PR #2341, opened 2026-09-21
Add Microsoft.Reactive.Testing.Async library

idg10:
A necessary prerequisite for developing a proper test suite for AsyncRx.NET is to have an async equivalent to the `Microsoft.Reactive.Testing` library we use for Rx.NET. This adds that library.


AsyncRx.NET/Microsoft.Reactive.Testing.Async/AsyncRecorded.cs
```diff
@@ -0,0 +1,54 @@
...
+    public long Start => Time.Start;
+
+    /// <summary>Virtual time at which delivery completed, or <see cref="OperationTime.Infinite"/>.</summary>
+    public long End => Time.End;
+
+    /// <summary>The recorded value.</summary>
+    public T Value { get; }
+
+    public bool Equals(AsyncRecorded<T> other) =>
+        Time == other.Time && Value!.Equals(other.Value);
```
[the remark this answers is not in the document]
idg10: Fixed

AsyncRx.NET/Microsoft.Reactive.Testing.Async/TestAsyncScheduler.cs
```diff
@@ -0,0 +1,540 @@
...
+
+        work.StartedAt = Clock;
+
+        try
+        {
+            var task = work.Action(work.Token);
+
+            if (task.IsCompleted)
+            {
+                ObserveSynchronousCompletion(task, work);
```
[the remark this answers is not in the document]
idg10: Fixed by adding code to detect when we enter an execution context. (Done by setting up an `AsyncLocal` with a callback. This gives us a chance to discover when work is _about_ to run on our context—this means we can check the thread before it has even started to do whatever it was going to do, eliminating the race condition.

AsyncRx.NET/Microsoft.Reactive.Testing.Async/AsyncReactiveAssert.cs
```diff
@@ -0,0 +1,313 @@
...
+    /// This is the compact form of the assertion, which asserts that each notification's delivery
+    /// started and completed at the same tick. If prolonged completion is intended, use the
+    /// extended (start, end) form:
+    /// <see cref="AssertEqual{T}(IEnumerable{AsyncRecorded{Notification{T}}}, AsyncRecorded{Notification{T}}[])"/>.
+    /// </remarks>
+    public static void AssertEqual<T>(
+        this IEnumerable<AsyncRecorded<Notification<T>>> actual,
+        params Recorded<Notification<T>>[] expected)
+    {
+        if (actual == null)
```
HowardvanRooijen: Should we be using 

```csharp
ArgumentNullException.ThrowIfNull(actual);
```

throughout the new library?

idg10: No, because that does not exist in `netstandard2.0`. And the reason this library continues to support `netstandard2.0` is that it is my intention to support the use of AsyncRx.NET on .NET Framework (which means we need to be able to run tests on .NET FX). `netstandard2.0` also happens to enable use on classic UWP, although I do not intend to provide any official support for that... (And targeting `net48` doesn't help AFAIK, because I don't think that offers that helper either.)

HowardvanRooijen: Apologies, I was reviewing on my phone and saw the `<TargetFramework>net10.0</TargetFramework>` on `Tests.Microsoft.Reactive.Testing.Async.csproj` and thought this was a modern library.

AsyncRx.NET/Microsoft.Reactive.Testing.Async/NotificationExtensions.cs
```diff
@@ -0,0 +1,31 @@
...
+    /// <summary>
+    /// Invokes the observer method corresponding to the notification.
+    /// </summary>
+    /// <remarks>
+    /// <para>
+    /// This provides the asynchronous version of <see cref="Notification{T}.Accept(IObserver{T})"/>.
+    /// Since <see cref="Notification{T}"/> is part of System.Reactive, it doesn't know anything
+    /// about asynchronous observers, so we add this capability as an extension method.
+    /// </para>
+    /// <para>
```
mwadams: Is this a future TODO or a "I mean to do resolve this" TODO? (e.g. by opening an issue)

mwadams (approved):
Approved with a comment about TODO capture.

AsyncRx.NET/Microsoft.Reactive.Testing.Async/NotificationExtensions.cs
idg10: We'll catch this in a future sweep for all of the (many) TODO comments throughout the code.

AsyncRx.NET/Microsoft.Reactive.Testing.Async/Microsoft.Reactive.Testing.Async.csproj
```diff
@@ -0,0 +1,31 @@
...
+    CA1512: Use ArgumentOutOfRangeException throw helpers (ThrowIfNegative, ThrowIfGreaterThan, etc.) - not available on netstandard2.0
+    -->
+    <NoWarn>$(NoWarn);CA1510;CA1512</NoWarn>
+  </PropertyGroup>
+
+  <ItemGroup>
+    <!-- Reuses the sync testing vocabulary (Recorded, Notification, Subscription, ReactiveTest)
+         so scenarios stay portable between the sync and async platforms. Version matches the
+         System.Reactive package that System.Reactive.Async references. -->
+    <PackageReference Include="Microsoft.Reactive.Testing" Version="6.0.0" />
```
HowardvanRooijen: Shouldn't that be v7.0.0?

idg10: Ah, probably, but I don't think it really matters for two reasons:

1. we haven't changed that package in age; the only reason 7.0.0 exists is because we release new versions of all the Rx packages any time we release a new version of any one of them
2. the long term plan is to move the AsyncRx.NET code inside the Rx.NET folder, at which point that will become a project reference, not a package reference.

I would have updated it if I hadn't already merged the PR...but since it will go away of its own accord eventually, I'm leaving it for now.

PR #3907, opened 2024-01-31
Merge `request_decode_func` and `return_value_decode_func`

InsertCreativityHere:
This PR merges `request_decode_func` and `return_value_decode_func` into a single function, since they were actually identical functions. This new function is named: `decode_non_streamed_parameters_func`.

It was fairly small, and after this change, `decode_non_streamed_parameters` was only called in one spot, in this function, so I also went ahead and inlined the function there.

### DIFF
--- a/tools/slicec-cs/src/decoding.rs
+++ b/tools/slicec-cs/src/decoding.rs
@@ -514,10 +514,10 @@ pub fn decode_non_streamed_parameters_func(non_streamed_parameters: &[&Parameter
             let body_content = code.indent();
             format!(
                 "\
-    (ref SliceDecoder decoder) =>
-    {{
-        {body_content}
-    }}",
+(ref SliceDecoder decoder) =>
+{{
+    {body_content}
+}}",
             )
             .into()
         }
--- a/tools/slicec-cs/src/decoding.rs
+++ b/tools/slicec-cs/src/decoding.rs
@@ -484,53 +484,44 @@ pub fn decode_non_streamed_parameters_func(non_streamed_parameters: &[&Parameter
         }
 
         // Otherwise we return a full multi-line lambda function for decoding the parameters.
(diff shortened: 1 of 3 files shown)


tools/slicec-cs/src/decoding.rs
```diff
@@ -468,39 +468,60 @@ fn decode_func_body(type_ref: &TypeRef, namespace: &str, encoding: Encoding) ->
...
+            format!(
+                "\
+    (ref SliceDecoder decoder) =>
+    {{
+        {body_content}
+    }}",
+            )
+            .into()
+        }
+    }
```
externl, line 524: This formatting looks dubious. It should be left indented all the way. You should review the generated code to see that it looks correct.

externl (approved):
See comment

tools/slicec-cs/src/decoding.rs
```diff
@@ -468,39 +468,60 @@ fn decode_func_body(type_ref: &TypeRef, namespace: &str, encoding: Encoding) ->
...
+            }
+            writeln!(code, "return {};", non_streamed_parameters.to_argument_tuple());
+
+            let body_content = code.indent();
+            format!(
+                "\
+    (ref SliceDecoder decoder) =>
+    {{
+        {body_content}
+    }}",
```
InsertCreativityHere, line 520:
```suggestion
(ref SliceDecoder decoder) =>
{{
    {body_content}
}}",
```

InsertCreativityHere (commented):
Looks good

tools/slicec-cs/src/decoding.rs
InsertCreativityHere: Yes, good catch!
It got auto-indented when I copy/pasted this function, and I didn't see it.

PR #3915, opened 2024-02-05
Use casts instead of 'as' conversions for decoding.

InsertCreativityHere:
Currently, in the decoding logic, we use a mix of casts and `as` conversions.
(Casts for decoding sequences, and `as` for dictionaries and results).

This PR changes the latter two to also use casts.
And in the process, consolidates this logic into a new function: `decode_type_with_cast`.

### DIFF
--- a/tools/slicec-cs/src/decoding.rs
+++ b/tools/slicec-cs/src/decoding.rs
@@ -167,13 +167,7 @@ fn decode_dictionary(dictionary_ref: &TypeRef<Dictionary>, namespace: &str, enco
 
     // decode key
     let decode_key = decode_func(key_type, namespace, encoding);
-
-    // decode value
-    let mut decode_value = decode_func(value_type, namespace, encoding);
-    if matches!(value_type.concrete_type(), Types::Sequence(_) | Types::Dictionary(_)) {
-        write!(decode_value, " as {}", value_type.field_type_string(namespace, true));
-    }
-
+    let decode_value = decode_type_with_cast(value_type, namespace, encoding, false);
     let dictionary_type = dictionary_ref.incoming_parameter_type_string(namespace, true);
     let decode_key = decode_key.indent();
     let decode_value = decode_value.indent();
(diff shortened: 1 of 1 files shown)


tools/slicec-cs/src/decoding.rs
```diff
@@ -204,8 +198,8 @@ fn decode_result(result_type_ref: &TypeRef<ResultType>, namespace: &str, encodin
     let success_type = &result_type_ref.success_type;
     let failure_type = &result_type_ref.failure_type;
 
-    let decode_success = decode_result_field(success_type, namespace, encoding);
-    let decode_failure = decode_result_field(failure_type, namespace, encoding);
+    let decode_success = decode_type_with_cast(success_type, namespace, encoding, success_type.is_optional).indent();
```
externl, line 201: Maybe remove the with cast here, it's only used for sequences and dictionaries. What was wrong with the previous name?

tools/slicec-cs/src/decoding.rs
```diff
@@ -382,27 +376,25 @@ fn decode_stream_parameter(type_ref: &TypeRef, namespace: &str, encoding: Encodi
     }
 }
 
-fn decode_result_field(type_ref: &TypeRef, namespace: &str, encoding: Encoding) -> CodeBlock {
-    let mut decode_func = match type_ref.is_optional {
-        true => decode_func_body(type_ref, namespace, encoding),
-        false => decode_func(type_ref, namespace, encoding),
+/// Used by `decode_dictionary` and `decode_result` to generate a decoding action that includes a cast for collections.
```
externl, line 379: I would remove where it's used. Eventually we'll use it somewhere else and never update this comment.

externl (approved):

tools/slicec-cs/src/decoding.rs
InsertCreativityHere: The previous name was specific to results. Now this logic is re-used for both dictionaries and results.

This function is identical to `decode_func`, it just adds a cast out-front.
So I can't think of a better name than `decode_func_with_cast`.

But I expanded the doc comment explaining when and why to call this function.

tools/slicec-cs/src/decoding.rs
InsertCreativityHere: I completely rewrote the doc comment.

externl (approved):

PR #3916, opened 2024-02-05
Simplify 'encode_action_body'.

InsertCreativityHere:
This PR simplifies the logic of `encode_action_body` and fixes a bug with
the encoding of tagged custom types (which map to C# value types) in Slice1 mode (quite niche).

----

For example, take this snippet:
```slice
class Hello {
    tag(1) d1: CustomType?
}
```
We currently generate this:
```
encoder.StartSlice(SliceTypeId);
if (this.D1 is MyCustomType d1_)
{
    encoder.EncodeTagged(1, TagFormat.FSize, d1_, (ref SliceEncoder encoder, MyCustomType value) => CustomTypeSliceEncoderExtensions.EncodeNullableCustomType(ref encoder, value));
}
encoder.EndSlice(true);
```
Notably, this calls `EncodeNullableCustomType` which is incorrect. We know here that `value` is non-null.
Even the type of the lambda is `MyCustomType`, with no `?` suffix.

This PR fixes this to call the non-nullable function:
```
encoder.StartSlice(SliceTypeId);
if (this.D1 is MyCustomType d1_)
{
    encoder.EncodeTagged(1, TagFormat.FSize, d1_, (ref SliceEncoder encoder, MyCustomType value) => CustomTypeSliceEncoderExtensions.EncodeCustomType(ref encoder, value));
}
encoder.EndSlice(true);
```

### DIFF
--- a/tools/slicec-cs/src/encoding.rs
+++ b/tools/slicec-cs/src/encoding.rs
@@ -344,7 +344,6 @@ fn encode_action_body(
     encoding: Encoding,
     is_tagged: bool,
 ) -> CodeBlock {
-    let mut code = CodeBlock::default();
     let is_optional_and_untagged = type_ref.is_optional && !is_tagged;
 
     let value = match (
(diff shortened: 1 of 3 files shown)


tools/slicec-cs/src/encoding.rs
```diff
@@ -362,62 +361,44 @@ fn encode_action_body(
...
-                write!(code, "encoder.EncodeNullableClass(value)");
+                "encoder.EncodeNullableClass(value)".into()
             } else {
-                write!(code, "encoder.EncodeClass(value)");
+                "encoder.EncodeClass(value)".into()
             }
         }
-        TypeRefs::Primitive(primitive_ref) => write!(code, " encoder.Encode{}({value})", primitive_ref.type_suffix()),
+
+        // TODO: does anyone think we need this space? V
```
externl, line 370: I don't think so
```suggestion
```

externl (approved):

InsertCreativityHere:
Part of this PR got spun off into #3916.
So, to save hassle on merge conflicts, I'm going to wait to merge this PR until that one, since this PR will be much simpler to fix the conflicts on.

·····

◆ Problem statement
All lines with the word "EncodeClass" must be located in the data and copied.

◆ Solution for this exercise
-                write!(code, "encoder.EncodeClass(value)");
+                "encoder.EncodeClass(value)".into()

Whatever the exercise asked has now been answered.